How Crypto Users Get Rekt and How You Can Stay Safe - Ep. 987 - Unchained Recap

Podcast: Unchained

Published: 2025-12-24

Duration: 1 hr 19 min

Guests: Pablo Sabbatella, Isaac Patka

Summary

Crypto users face increasing risks from social engineering as North Korean hackers infiltrate Web3 companies. Experts provide strategies to enhance security and prevent massive losses.

What Happened

In 2025, the Bybit hack stunned the crypto world with a $1.5 billion loss, marking the largest hack in history. This event highlighted the vulnerabilities in crypto security, emphasizing that 99% of funds are now stolen due to operational security issues rather than smart contract exploits, as noted by Pablo Sabbatella.

Social engineering has become the primary threat to crypto security, with Isaac Patka highlighting that fake podcast interviews and reporters are among the tactics used by hackers. This evolution in hacking techniques calls for more robust security measures beyond just relying on smart contract protections.

North Korean hackers are actively infiltrating crypto and tech companies, with 40-50% of job applications in the Web3 space potentially coming from them. These hackers use 'laptop farms' in the U.S. to mask their locations, making it crucial for companies to conduct thorough identity verifications through video calls and cultural consistency checks.

Pablo Sabbatella and Isaac Patka stress the importance of not relying solely on test transactions, as these can lead to address poisoning. Instead, they recommend using hardware wallets and diversification strategies, including multi-signature and custodial services to minimize risks.

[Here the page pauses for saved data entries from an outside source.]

PR #396, opened 2019-04-24
Apply `ArmeriaClientConfigurator` after the internal decorators

trustin:
Motivation:

When we introduce an HTTP-based Central Dogma client implementation, we
slightly adjusted how decorators are added. As a result, the
`ArmeriaClientConfigurator` was being invoked before the internal
decorators were added.

Modifications:

- Move the common logic required for configuring an Armeria
  `ClientBuilder` to `AbstractArmeriaCentralDogmaBuilder.newClientBuilder()`.
- The customization of a `ClientBuilder` is always performed in the
  following order:
  - Builder-specific customizers are applied first.
  - `ArmeriaClientConfigurator` is applied next.
  - `ClientBuilder.clientFactory()` is set finally.
- Added a test case that verifies the customization ordering.

Result:

- Consistent customization order.
- Fixes the regression caused by 20583b1e74d583a5d5d12412e9cdb8af232f460f

### DIFF
--- a/client/java-armeria/src/main/java/com/linecorp/centraldogma/client/armeria/ArmeriaCentralDogmaBuilder.java
+++ b/client/java-armeria/src/main/java/com/linecorp/centraldogma/client/armeria/ArmeriaCentralDogmaBuilder.java
@@ -34,10 +34,8 @@ public final class ArmeriaCentralDogmaBuilder
         final Endpoint endpoint = endpoint();
         final String scheme = "none+" + (isUseTls() ? "https" : "http") + "://";
         final String uri = scheme + endpoint.authority();
-        final ClientBuilder builder = new ClientBuilder(uri);
-        clientConfigurator().configure(builder);
-        builder.factory(clientFactory());
-        builder.decorator(HttpDecodingClient.newDecorator());
+        final ClientBuilder builder =
+                newClientBuilder(uri, cb -> cb.decorator(HttpDecodingClient.newDecorator()));
         return new ArmeriaCentralDogma(clientFactory().eventLoopGroup(),
                                        builder.build(HttpClient.class), accessToken());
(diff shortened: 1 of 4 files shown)


client/java-armeria/src/test/java/com/linecorp/centraldogma/client/armeria/ArmeriaCentralDogmaBuilderTest.java
```diff
@@ -140,6 +152,42 @@ public void buildingWithMultipleHosts() throws Exception {
         }
     }
 
+    /**
+     * Ensure the customization order of {@link ClientBuilder}.
+     * <ol>
+     *   <li>Builder-specified {@link Consumer}</li>.
```
hyangtack: nit: removing the dot?

trustin: Oops! Thank you.

client/java-armeria/src/main/java/com/linecorp/centraldogma/client/armeria/ArmeriaCentralDogmaBuilder.java
```diff
@@ -16,6 +16,7 @@
 package com.linecorp.centraldogma.client.armeria;
 
 import java.net.UnknownHostException;
+import java.util.function.Consumer;
```
minwoox: Should remove this?

trustin: Yes!

trustin:
Thanks for reviewing!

The SEAL 911 initiative plays a vital role in responding to crypto attacks, offering a volunteer emergency response group to help secure protocols under attack. Their frameworks and resources are designed to provide best practices for both individuals and companies to protect their assets.

Privacy in crypto is also a significant focus, with tools like privacy pools offering users the ability to prove innocence and enhance security. These measures, alongside strong operational security practices, are essential in safeguarding against the growing sophistication of crypto-related threats.

Key Insights

• In 2025, the Bybit hack resulted in a $1.5 billion loss, the largest in crypto history, with 99% of stolen funds attributed to operational security issues rather than smart contract exploits.
• Social engineering, including fake podcast interviews and reporters, has become the primary threat to crypto security, necessitating more robust measures beyond smart contract protections.
• North Korean hackers are infiltrating crypto and tech companies, with 40-50% of Web3 job applications potentially originating from them, using 'laptop farms' in the U.S. to disguise their locations.
• Test transactions can lead to address poisoning, so using hardware wallets and diversification strategies like multi-signature and custodial services is recommended to minimize risks.